Kindly guide me to implement best compression for logs in graylog.
I am using graylog 3 and elastic 6.3.
Hello, are you referring to use of the Enterprise Archive Functionality?
Could you provide more details about what you are asking exactly?
Thanks for reply
I am using graylog 3.0.2 and elastic 6.8.20.
But Graylog Enterprise Plugin is not installed.
Can i implement best compression?
If there is any way to do please guide me the steps.
What do you mean by best compression? (What are you trying to compress?)
Best compression means to implement deflate rather than LZ4. And i want to compress the logs collected by graylog which is stored by elastic because the logs sizes takes too much spaces.
I understand. An archiving feature is included in the Graylog Enterprise Plugin, which can automatically compress older messages to a variety of formats.
You can get a free 5gb Enterprise Liscence here, should you want to use this feature - Free Enterprise
Sorry to say but 5gb cannot fulfilled my requirements.

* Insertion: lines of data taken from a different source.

Issue #864, opened 2018-01-14
SRMs Deal Zero Damage To Aero


BLOODWOLF333:
### Environment
MegaMek 0.43.7-betaJan2 Standalone
Java version 1.8.0_144
Platform Windows 8.1 6.3 (amd64)

### Description
Not sure if this applies to LRMs and other missile types but, definitely does to SRMs.  Enemy ASF is at altitude 4, unit display states it's range is 9, needs an 8+ TH for the Gargoyles SRMs, both hit and both did zero damage which left me asking why?

![image](https://user-images.githubusercontent.com/16950832/34913070-b0207876-f8b8-11e7-9218-de15fa6e5108.png)

![image](https://user-images.githubusercontent.com/16950832/34913073-b7a59d2e-f8b8-11e7-8083-481376e8d152.png)

### Files
Player Name:  BLOODWOLF
[GargoylevsAero.sav.gz](https://github.com/MegaMek/megamek/files/1629069/GargoylevsAero.sav.gz)
[megameklog.txt](https://github.com/MegaMek/megamek/files/1629070/megameklog.txt)

neoancient:
What's going on here is that MM is using ground combat rules to create the attack action but resolving the damage against any airborne unit as aerospace combat. Under aerospace rules the SRM has a maximum range of short, which is 0-6 hexes. At a greater distance the SRM has an attack value of zero, which is why it's doing no damage. In looking at the code history this issue appears to have been present a long time, possibly since the inclusion of aerospace combat in MM. Fixing it without breaking aero use of AMS may be tricky; I haven't looked deeply enough at this point to know.

mkerensky:
You can assign this one to me. I don't know that I can fix it in time for the RC, but I will try.

mkerensky:
Fixed in PR #868 .  It wasn't hard and didn't have any negative effect on aero AMS.

neoancient:
The problem is not that the range needs to be fudged. MM incorrectly uses the aerospace damage rules based on whether the target is airborne when it should be the attacker. Damage from a ground-to-air attack should be resolved the same way a ground-to-ground attack is. See the example on TW, p. 247 in which a UAC uses the cluster table and streak SRMs are allocated by missile instead of a total damage value in 5-point clusters.

Dylan-M:
@mkerensky Are you still going to fix this, including @neoancient's feedback?

mkerensky:
[...]

PR #868, opened 2018-01-17
Fix for Bug #864

mkerensky:
CalcAttackValue in WeaponHandler returns the shortAV if the attacker is not airborne.  I had forgotten to include this in the CalcAttackValue override in MissileWeaponHandler.

There are many other overrides for other missile types, but they all have at least a mediumAV (range of 12) and don't have this problem when shot at strafing aeros.

This fix does not break AMS in anyway.


neoancient:
This just fudges something that is implemented incorrectly in the first place. A ground-to-air attack should not be using AV in the first place, but should resolve an SRM attack by rolling on the cluster hits table and apply the damage in 2-point groupings. The problem is that MM uses the target to determine the damage method when it should use the attacker.

PR #893, opened 2018-01-31
Add check to ignore SI damage for squadron status display

mkerensky:
Fixes something that's been bugging me for a while - squadrons show as crippled/heavy damage/light damage, etc  based on how many fighters are in the squadron because the number of fighters is counting as the squadron's SI.

Squadrons now ignore the SI calculation for their damage status display, but damage to individual fighters is still tracked and applied properly on disband/unloading from the squadron.


Dylan-M:
Okay, so, looking at this again, I was mistaken in my understanding. Though, this does render the getInternalRemainingPercent() method in FighterSquadron unused, does it not?

PR #908, opened 2018-02-18
Weapons bay ammo display/MUL loading fix

NickAragua:
This is a change that prevents the following behavior:

- Experimental tech level and year 3150
- User adds an Overlord A3 dropship
- User goes to configure -> equipment, looks at an AR-10 launcher, drops the two default warheads lower and adds some tele-operated ones in addition to the regular ones. clicks ok
- User goes back to configure -> equipment, now there are two ammo rows for the AR-10 launcher, one with just the regular warheads, one with the tele-operated ones.

This still preserves the behavior where clan weapons can't select IS ammo by setting the row's "tech base" to that of the weapon being displayed.

The changes to MULParser and EntityFileList prevent the following behavior:

- Unit adds Overlord A3
- User configures equipment, changes AR-10 launcher to have non-default ammo load out with at least three ammo types
- Save unit list to MUL file
- Load unit list from MUL file, the AR-10 launcher only has the first two ammo types loaded.

### DIFF
--- a/megamek/src/megamek/common/EntityListFile.java
+++ b/megamek/src/megamek/common/EntityListFile.java
@@ -312,13 +312,10 @@ public class EntityListFile {
                         haveSlot = true;
                     }
 
-                    
                     // Record ammunition slots in undestroyed locations.
                     // N.B. the slot CAN\"T be damaged at this point.
-                    // If the ammo is mounted in a bay, it will be handled differently
                     else if (!isDestroyed && (mount != null)
-                            && (mount.getType() instanceof AmmoType) 
-                            && (mount.getEntity().getBayByAmmo(mount) == null)) {
+                            && (mount.getType() instanceof AmmoType)) {
                         thisLoc.append(indentStr(indentLvl+1) + "<slot index=\"");
                         thisLoc.append(String.valueOf(loop + 1));
                         thisLoc.append("\" type=\"");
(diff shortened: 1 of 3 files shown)


megamek/src/megamek/common/EntityListFile.java
```diff
@@ -268,6 +274,13 @@ public static String getLocString(Entity entity, int indentLvl) {
                     if (CriticalSlot.TYPE_EQUIPMENT == slot.getType()) {
                         mount = slot.getMount();
                     }
+                    
+                    // if the "equipment" is a weapons bay, 
+                    // then let's make a note of it
+                    if(entity.usesWeaponBays() && 
+                            slot.getMount().getBayAmmo() != null) {
```
neoancient: `Mounted` initializes `bayAmmo` to an empty vector. `getBayAmmo()` is never going to return `null`, so this map is going to contain every `Mounted` slot up to the current one. I can't think of a way to test for a weapon bay other than `slot.getMount() instanceof BayWeapon`.

This also relies on the bay critical slot always coming before the ammo. This may be a valid assumption, but I'm not certain of that.

NickAragua: Probably checking getBayAmmo().length ought to do it then. I'll look at the possibility of a bay coming after the ammo tonight. Seems unlikely from looking at some random blk files, but worth double checking.

NickAragua: I added a weapon before a bay in a dropship .blk file and it actually auto-generates a bay in the previous slot if there isn't one already.

PR #910, opened 2018-02-24
Resolve Keybind Conflicts

BLOODWOLF333:
Changed a few xml keybinds that conflicted with the hardcoded menu hotkeys like the round report for example.


BLOODWOLF333:
why is this gone now in the current version?

PR #916, opened 2018-03-06
Make MUL files work for tracking ammo on GunEmplacements

Dylan-M:
This makes MUL files work for GunEmplacements in a manner similar to how Protomechs were handled.


Dylan-M:
This is to fix the bug in MHQ where GunEmplacements don't reload their changed ammo on loading a campaign save.

PR #918, opened 2018-03-08
BoardEditor GUI

### LINKED ISSUE #920: Map Editor - Selecting Terrain Features
### Environment
0.43.8-RC2
Windows7
Most recent java8

### Description
When you have terrain types in the Terrain window, you can no longer select them (single or double click) and have the dropdown below update so you can easily change.

I.e. I copy a building from the map and want to change the elevation, CF, and building type. I now have to dig into the drop down for each to make updates. In the past I used to just be able to click on Building and the drop down would automatically change to 'Building' and fill in the current value.

Currently if I double click, it will carry the current value down but leave whatever the previous selection is for the dropdown.

See the example screenshot. I clicked 'Building' in the window and it added the value to "Arms".

why

SJuliez:
Tried to improve the BoardEditor's GUI. 
Fixes #920 

Note: arlith's pull request concerning BoardEditor display names is included here.

Also, I added restrictions - valid are:
- snow:1 and snow:2 (thin and deep snow)
- mud:1 and mud:2
- pavement:1 or higher
- tundra:1 

I changed boards to reflect this.


seem8:
Data Thu, 08 Mar 2018 08:19:11 -0800
SJuliez <notifications@github.com> napisał(a):
>   * Undo/Redo functions for the Map Editor

No kidding! Thank You very much for this.

-- 
Łukasz Posadowski

megamek/src/megamek/client/ui/swing/BoardEditor.java
```diff
@@ -136,69 +226,111 @@ public Component getListCellRendererComponent(JList list, Object value, int inde
...
+                list.setToolTipText(terrainTypes.get(index).getTooltip());
+            }
             return comp;
         }
 
         public void setTerrains(TerrainHelper[] terrains) {
             this.terrains = terrains;
         }
+        
+        public void setTerrainTypess(List<TerrainTypeHelper> terrainTypes) {
```
Dylan-M: This needs fixed, there's too many 's' here... `setTerrainTypess` should be `setTerrainTypes`

SJuliez: Is corrected.

SJuliez:
Not sure if I should be doing something; I corrected that method name.

Dylan-M:
@SJuliez I need to re-review it, and I didn't have time this morning before pushing out the latest RC due to how large this change is. Though, I guess the actual code changes aren't overwhelming :)

arlith:
I haven't really reviewed the code, but I tried this out.  This isn't a definitive list by any means, but a couple of things I noticed...

It seems like the control panel isn't in a scroll box.  It seems larger than my screen, and there's no way to see the UI widgets that are off the edge (all of the map control buttons are there).

Alt-click is also a bad option.  I know we used it before, but in Linux (at least for the Gnome-based DEs I've used), alt-click is "drag window", and this will consume the event before it gets to any running application.

I feel like the UI layout for the new control bar could use some work.  It feels very cluttered.  The preset buttons are nice, but they are huge and take up a ton of space and probably aren't really all that relevant most of the time.  A lot of the buttons seem really huge, larger than they need to be.

The exits button has a broken tooltip.  Also, it might be good to have a hex image in the center of the exit dialog.

The undo/redo feature is great, and something that should have been added ages ago.

arlith:
One idea would be to fit the preset buttons into a slightly shorter scroll pane, so the real estate taken up by the preset buttons isn't as larger.  Then you could also make it so users could specify their own presets.  Really fancy would be to allow you to click and drag the buttons to reorder the presets.

HammerGS:
What is the status on this guy?  Could we pull it into the next Dev release?

NickAragua:
I'll take a look tonight. I believe the requested changes were very minor, so I don't expect to see a problem with it.

Windchild292:
Will be picking this up to finish the review fixes and get it merged in

Issue #859, opened 2018-01-12
Game Options Tooltip Exception


BLOODWOLF333:
### Environment
MegaMek 0.43.7-betaJan2 Standalone
Java version 1.8.0_144
Platform Windows 8.1 6.3 (amd64)

### Description
I dont notice anything broken or wrong but the logfile fills up with exceptions that seem to correspond to each time I hover over a game rule so that the tooltip pops up and I can read what it does.

> Exception in thread "AWT-EventQueue-0" java.lang.ClassCastException: megamek.client.ui.swing.ClientGUI$3 cannot be cast to javax.swing.JComponent
	at javax.swing.ToolTipManager$AccessibilityKeyListener.keyPressed(Unknown Source)

### Files
Occurs in megamek lobby
[megameklog.txt](https://github.com/MegaMek/megamek/files/1624912/megameklog.txt)

BLOODWOLF333:
Confirmed during a game tonight that other players also receive this error in their logs and seems to occur anytime any tooltip is created/or does not get created.  Seemed like on my side at least while hovering over units that it did not want to give me the tooltip pop-up but, thought it was just lag.

PR #921, opened 2018-03-09
Fixes boardview tooltip NPEs

SJuliez:
`null` tooltips were generating NPEs.


BLOODWOLF333:
Were you getting the same errors that I was in #859 still?

SJuliez:
I think these are different ones. They're from uuuuh.... javax.TooltipSomething.InsideTimerEvent and came in through the tooltip fix that stopped the board tooltip from following the mouse around all the time. (And in #859 it seems they were ClassCastExceptions, here it's NPEs).

BLOODWOLF333:
You should be on our slack http://megamek.org:3000/

PR #932, opened 2018-03-12
Add Handle override to CapitalMissileBayHandler

mkerensky:
Add separate Handle method to CapitalMissileBayHandler to try and fix the Glancing/Direct blow reporting issue when AMS fire increases the ToHit.  

Works in space without obviously breaking things.  Needs extensive testing on ground maps and with grounded dropships to ensure damage to buildings/targets in buildings isn't broken.


Dylan-M:
I don't know that Capital Missiles can be fired on ground maps, so I'm okay with that for now ;)

I mean, Orbital Bombardment isn't in yet, and I wouldn't wast CapMis shots for it anyway! Naval Lasers, ACs, and Gauss FTW.

PR #947, opened 2018-03-22
Fix for #936 - check if an entity has been moved before trying to move it

NickAragua:
Just what the title says.

### DIFF
--- a/megamek/src/megamek/client/bot/princess/Princess.java
+++ b/megamek/src/megamek/client/bot/princess/Princess.java
@@ -712,6 +712,12 @@ public class Princess extends BotClient {
         final StringBuilder msg = new StringBuilder("Deciding who to move next.");
         for (final Entity entity : myEntities) {
             msg.append("\n\tUnit ").append(entity.getDisplayName());
+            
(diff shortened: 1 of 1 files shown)


arlith:
Did you determine what the added `&& !getGame().isPhaseSimultaneous()` was for?  Why not just remove  that?

NickAragua:
The test case where I was able to reproduce the bot sending illegal orders for an already-moved unit was when a mech was destroyed and produced an ejected mechwarrior. Before I added the "isDone" check, the bot was repeatedly attempting to move that mechwarrior.

Attempting to remove the line got me "entity is null" errors in the bot thread. It's probably due to the bot attempting to move a destroyed unit. Which it shouldn't do, since the "isValidEntity()" method includes a "isSelectableThisTurn", which includes a check for the entity being destroyed and null? Now that I think about it, it's also kind of a mystery why the "isDone()" check earlier prevents the illegal orders, since it's also part of "isSelectableThisTurn()". 

Not really sure I like how mysterious this whole thing is, but, for a bandaid, it works fine.

PR #950, opened 2018-03-23
Fixes #764: Mount List Too Long

### LINKED ISSUE #764: Mount List Too Long
My 'mount' list in MM lobby is too long, but there's no scroll bar to scroll down.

Can you tell me another way to implement best compression.
If you have a budget, I’d suggest looking at the pricing of a larger Graylog Enterprise liscence, or more storage.
If you don’t, I would suggest that you could set an aggressive retention policy of deleting messages older than x days in Graylog via System → Indicies window.
Hello,
What I have found out is the amount of fields being generate. This can be a direct result of message filling up also. For example I have 175 devices sending logs to graylog while using 4.8 GB a day and retaining logs for 30 Days. Were using Syslog UDP . Another DMZ, were using GELF TCP/TLS which generates a ton of fields. Its nice but we have 48 devices and were pushing 30 GB a day. If your using a default Index template its probably set as dynamic which gives elasticsearch free rein over creating these fields for you. Also, keep in mind what @tellistone suggest, either set retention policy or upgrade you license.